* [Description of the task]: Print out the entries below with no edits.

═════ Dataset records

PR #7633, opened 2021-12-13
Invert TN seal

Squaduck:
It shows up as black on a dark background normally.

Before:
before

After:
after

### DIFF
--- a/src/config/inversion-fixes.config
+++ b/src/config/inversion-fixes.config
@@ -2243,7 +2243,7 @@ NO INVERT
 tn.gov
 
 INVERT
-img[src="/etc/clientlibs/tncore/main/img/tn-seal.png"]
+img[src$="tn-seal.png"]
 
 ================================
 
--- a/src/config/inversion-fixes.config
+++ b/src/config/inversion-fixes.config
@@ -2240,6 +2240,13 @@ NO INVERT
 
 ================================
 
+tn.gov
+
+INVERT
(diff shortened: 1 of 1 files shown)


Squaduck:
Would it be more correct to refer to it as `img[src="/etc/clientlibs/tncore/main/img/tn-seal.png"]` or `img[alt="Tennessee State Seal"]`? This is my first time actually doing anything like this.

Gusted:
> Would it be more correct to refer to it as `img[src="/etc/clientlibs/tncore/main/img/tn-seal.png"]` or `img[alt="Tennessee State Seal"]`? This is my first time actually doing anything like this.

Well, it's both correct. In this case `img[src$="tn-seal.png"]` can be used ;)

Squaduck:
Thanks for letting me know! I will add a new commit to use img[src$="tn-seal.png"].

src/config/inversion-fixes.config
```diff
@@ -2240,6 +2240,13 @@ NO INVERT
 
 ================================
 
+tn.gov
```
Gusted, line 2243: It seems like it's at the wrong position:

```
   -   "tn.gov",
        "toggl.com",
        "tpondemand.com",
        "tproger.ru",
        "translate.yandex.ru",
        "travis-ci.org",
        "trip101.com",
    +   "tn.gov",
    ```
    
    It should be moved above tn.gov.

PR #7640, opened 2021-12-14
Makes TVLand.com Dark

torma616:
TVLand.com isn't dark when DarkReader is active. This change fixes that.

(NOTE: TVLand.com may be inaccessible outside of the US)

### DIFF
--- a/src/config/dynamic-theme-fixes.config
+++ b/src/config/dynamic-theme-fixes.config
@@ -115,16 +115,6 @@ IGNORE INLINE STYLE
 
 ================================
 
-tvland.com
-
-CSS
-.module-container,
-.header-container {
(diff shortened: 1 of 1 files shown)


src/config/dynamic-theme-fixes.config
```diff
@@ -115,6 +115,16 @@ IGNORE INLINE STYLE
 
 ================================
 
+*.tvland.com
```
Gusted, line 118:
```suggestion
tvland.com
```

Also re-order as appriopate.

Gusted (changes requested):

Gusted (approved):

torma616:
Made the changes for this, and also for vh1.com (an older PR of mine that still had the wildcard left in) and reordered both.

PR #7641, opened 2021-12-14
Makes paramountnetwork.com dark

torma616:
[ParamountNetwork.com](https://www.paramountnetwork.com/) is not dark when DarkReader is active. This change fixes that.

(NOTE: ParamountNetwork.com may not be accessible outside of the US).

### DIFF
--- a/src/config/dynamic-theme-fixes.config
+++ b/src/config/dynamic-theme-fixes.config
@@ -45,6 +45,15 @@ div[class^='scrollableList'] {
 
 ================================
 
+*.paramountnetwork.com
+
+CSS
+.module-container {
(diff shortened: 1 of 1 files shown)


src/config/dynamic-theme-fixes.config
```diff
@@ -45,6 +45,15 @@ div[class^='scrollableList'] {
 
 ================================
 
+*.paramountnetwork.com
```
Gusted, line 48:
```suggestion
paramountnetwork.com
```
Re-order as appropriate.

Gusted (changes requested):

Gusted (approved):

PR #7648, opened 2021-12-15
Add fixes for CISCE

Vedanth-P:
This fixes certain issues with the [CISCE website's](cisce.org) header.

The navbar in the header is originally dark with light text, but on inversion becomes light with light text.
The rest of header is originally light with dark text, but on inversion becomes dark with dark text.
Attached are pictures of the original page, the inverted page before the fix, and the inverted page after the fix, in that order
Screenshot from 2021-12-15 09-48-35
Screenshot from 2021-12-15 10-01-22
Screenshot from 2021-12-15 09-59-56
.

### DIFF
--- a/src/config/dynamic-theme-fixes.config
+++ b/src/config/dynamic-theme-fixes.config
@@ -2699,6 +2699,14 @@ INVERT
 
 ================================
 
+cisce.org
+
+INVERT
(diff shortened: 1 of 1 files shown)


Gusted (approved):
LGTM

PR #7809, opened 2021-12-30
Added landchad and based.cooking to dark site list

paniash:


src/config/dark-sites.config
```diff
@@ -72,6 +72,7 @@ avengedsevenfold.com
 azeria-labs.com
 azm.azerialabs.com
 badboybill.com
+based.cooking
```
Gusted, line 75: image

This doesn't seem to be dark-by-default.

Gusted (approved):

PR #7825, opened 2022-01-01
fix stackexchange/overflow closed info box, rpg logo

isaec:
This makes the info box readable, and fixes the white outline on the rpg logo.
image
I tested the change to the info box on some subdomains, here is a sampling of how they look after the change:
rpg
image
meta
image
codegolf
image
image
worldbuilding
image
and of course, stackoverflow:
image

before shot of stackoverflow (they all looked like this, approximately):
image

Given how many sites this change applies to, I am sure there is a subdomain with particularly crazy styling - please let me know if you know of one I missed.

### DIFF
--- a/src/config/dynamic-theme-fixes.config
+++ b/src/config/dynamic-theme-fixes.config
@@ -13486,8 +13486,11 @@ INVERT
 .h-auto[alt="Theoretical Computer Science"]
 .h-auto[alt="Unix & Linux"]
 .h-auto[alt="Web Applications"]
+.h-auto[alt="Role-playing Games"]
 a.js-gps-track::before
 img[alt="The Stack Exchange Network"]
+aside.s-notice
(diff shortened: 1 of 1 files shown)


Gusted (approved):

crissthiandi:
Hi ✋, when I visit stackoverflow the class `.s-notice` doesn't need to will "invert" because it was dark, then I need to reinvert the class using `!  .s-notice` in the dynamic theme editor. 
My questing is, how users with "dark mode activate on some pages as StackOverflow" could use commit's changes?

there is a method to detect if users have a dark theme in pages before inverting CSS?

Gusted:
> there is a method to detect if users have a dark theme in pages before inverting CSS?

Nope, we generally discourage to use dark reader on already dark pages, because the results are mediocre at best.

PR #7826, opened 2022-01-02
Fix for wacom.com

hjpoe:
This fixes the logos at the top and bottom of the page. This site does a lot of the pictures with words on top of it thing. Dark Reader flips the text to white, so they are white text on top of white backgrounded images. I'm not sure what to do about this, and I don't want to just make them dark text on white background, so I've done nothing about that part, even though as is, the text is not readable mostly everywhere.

══════════

* [Exercise answer]:
PR #7633, opened 2021-12-13
Invert TN seal

Squaduck:
It shows up as black on a dark background normally.

Before:
before

After:
after

### DIFF
--- a/src/config/inversion-fixes.config
+++ b/src/config/inversion-fixes.config
@@ -2243,7 +2243,7 @@ NO INVERT
 tn.gov
 
 INVERT
-img[src="/etc/clientlibs/tncore/main/img/tn-seal.png"]
+img[src$="tn-seal.png"]
 
 ================================
 
--- a/src/config/inversion-fixes.config
+++ b/src/config/inversion-fixes.config
@@ -2240,6 +2240,13 @@ NO INVERT
 
 ================================
 
+tn.gov
+
+INVERT
(diff shortened: 1 of 1 files shown)


Squaduck:
Would it be more correct to refer to it as `img[src="/etc/clientlibs/tncore/main/img/tn-seal.png"]` or `img[alt="Tennessee State Seal"]`? This is my first time actually doing anything like this.

Gusted:
> Would it be more correct to refer to it as `img[src="/etc/clientlibs/tncore/main/img/tn-seal.png"]` or `img[alt="Tennessee State Seal"]`? This is my first time actually doing anything like this.

Well, it's both correct. In this case `img[src$="tn-seal.png"]` can be used ;)

Squaduck:
Thanks for letting me know! I will add a new commit to use img[src$="tn-seal.png"].

src/config/inversion-fixes.config
```diff
@@ -2240,6 +2240,13 @@ NO INVERT
 
 ================================
 
+tn.gov
```
Gusted, line 2243: It seems like it's at the wrong position:

```
   -   "tn.gov",
        "toggl.com",
        "tpondemand.com",
        "tproger.ru",
        "translate.yandex.ru",
        "travis-ci.org",
        "trip101.com",
    +   "tn.gov",
    ```
    
    It should be moved above tn.gov.

PR #7640, opened 2021-12-14
Makes TVLand.com Dark

torma616:
TVLand.com isn't dark when DarkReader is active. This change fixes that.

(NOTE: TVLand.com may be inaccessible outside of the US)

### DIFF
--- a/src/config/dynamic-theme-fixes.config
+++ b/src/config/dynamic-theme-fixes.config
@@ -115,16 +115,6 @@ IGNORE INLINE STYLE
 
 ================================
 
-tvland.com
-
-CSS
-.module-container,
-.header-container {
(diff shortened: 1 of 1 files shown)


src/config/dynamic-theme-fixes.config
```diff
@@ -115,6 +115,16 @@ IGNORE INLINE STYLE
 
 ================================
 
+*.tvland.com
```
Gusted, line 118:
```suggestion
tvland.com
```

Also re-order as appriopate.

Gusted (changes requested):

Gusted (approved):

torma616:
Made the changes for this, and also for vh1.com (an older PR of mine that still had the wildcard left in) and reordered both.

PR #7641, opened 2021-12-14
Makes paramountnetwork.com dark

torma616:
[ParamountNetwork.com](https://www.paramountnetwork.com/) is not dark when DarkReader is active. This change fixes that.

(NOTE: ParamountNetwork.com may not be accessible outside of the US).

### DIFF
--- a/src/config/dynamic-theme-fixes.config
+++ b/src/config/dynamic-theme-fixes.config
@@ -45,6 +45,15 @@ div[class^='scrollableList'] {
 
 ================================
 
+*.paramountnetwork.com
+
+CSS
+.module-container {
(diff shortened: 1 of 1 files shown)


src/config/dynamic-theme-fixes.config
```diff
@@ -45,6 +45,15 @@ div[class^='scrollableList'] {
 
 ================================
 
+*.paramountnetwork.com
```
Gusted, line 48:
```suggestion
paramountnetwork.com
```
Re-order as appropriate.

Gusted (changes requested):

Gusted (approved):

PR #7648, opened 2021-12-15
Add fixes for CISCE

Vedanth-P:
This fixes certain issues with the [CISCE website's](cisce.org) header.

The navbar in the header is originally dark with light text, but on inversion becomes light with light text.
The rest of header is originally light with dark text, but on inversion becomes dark with dark text.
Attached are pictures of the original page, the inverted page before the fix, and the inverted page after the fix, in that order
Screenshot from 2021-12-15 09-48-35
Screenshot from 2021-12-15 10-01-22
Screenshot from 2021-12-15 09-59-56
.

### DIFF
--- a/src/config/dynamic-theme-fixes.config
+++ b/src/config/dynamic-theme-fixes.config
@@ -2699,6 +2699,14 @@ INVERT
 
 ================================
 
+cisce.org
+
+INVERT
(diff shortened: 1 of 1 files shown)


Gusted (approved):
LGTM

PR #7809, opened 2021-12-30
Added landchad and based.cooking to dark site list

paniash:


src/config/dark-sites.config
```diff
@@ -72,6 +72,7 @@ avengedsevenfold.com
 azeria-labs.com
 azm.azerialabs.com
 badboybill.com
+based.cooking
```
Gusted, line 75: image

This doesn't seem to be dark-by-default.

Gusted (approved):

PR #7825, opened 2022-01-01
fix stackexchange/overflow closed info box, rpg logo

isaec:
This makes the info box readable, and fixes the white outline on the rpg logo.
image
I tested the change to the info box on some subdomains, here is a sampling of how they look after the change:
rpg
image
meta
image
codegolf
image
image
worldbuilding
image
and of course, stackoverflow:
image

before shot of stackoverflow (they all looked like this, approximately):
image

Given how many sites this change applies to, I am sure there is a subdomain with particularly crazy styling - please let me know if you know of one I missed.

### DIFF
--- a/src/config/dynamic-theme-fixes.config
+++ b/src/config/dynamic-theme-fixes.config
@@ -13486,8 +13486,11 @@ INVERT
 .h-auto[alt="Theoretical Computer Science"]
 .h-auto[alt="Unix & Linux"]
 .h-auto[alt="Web Applications"]
+.h-auto[alt="Role-playing Games"]
 a.js-gps-track::before
 img[alt="The Stack Exchange Network"]
+aside.s-notice
(diff shortened: 1 of 1 files shown)


Gusted (approved):

crissthiandi:
Hi ✋, when I visit stackoverflow the class `.s-notice` doesn't need to will "invert" because it was dark, then I need to reinvert the class using `!  .s-notice` in the dynamic theme editor. 
My questing is, how users with "dark mode activate on some pages as StackOverflow" could use commit's changes?

there is a method to detect if users have a dark theme in pages before inverting CSS?

Gusted:
> there is a method to detect if users have a dark theme in pages before inverting CSS?

Nope, we generally discourage to use dark reader on already dark pages, because the results are mediocre at best.

PR #7826, opened 2022-01-02
Fix for wacom.com

hjpoe:
This fixes the logos at the top and bottom of the page. This site does a lot of the pictures with words on top of it thing. Dark Reader flips the text to white, so they are white text on top of white backgrounded images. I'm not sure what to do about this, and I don't want to just make them dark text on white background, so I've done nothing about that part, even though as is, the text is not readable mostly everywhere.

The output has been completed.